# ??Misconceptions about preventing and doing violence??



## BLACK LION (May 13, 2009)

I would like to share this becuase its very important to me to do so and it is articulated better than I have been able to.   It has been a topic of discussion and confusion so I hope this helps.


*"Preventing Violence vs. Doing Violence *




_*Two Very Different Things*

Obviously, right? When stated in opposition like that, it's self-evident. And yet, I get enough feedback to tell me it's still fuzzy in most people's heads. Nearly everyone we train shows up looking for the former -- they want to prevent violence from happening to themselves -- while only paying lip service to the latter.

If given the choice, sane people would rather prevent violence than do it to another. This is fine as long as everyone understands the difference between the two.
__...
Understanding that what people really want is an easy, painless way of preventing violence from happening, rather than to learn how to be the one doing it, cleared up a lot of misunderstanding for me as an instructor. It's much easier for me to communicate when I know this is the baseline assumption.
_

_From the other side, it's important to make it clear that there is no physical action that makes you safe -- physical action is not the path to safety, it's the path to ruin him. If you want to prevent violence, be smart and use your social skills. But once the violence starts, the only thing that's going to change the situation in your favor is hurting him. Confuse the two at your own peril."

_Full article HERE.


----------



## Aiki Lee (May 14, 2009)

I agree with you for the most part. The only thing I have an issue with is the method for stopping an attack. I have no problem with the lethality of combat.

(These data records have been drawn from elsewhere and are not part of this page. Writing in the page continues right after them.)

PR #4602, opened 2022-09-21
Added Fan1, Fan2, FuelPump and Main relay status to 0x5FE AIM dash

opelpanfan:
Update to broadcast FuelPump, Fan1, Fan2 and MainRelay statuses to 0x5FE AIM Dash Message.
That will be consumed by AIM Dash and also by ECUMASTER PMU16 to turn the fuel pump, fan, and main relay.

### DIFF
--- a/firmware/controllers/can/can_dash.cpp
+++ b/firmware/controllers/can/can_dash.cpp
@@ -1243,6 +1243,20 @@ static void populateFrame(Aim5f7& msg) {
 	msg.LambdaTarget1 = engine->fuelComputer->targetLambda;
 	msg.LambdaTarget2 = engine->fuelComputer->targetLambda;
 }
+// User Specific frames for EcuMaster PMU
+struct Aim5fe {
+	scaled_channel<uint16_t, 1> Fan1Status;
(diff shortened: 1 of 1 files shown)


firmware/controllers/can/can_dash.cpp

If a man tries to do serious harm to you, kill him if you must. I have no qualms about that. The only thing I would say is that people instictivly protect their vitals (albiet poorly, if not properly trained), so these targets are not necessarily as easy to hit as some might think. That is why I would say that tactics must be applied to ensure victory.


----------



## seasoned (May 14, 2009)

After reading the op I'm not sure I can answer, if in fact there is an answer, or if a comment will suffice. It sounds like we can teach someone to posture well, show them how to give some attitude when needed, and even teach them physical action to stop an attack. But, the bottom line is, can you truly teach someone to be truly violent. For sure, we can teach someone to be violent, which are just actions, but to teach them to drop down to the level of the attacker in respect to their commitment to destroy you, may be a different story. Everyone for the most part, when needed, wants to stop violent by some means, but in doing so they need to become violent themselves. Is the everyday person, entering a training hall, there to learn to become violent, if in fact you can learn it. Or are they looking for a means to stop someone else's violent actions, not realizing they have to become violent themselves. Am I understanding the op, or am I off tract?


----------



## Brian King (May 14, 2009)

There is a temptation to view human interaction sort of like a math or scientific problem. Where you can, like a pie, divide it off into pieces then dissect each piece very carefully and minutely. It seems to be a natural method of discovery and exploration but it has a flaw in my opinion. If you divide up a pie to examine each piece separately when you try to put the pie back together you can easily have a mess. People tend to get stuck on that piece that fits into their mold of view. They give that piece of the equation much more importance than the other pieces that might call into question their truths, or provide argument to them. Providing more focus on one might not be a bad thing if it can be remembered that it is just one part of a whole. Focusing on one part and understanding that part does not mean understanding of the whole. Focusing on one part and taking the understanding of that small part and shoe horning that understanding or truth to fit all the other parts rarely if ever works no matter how satisfying to the ego that it may be.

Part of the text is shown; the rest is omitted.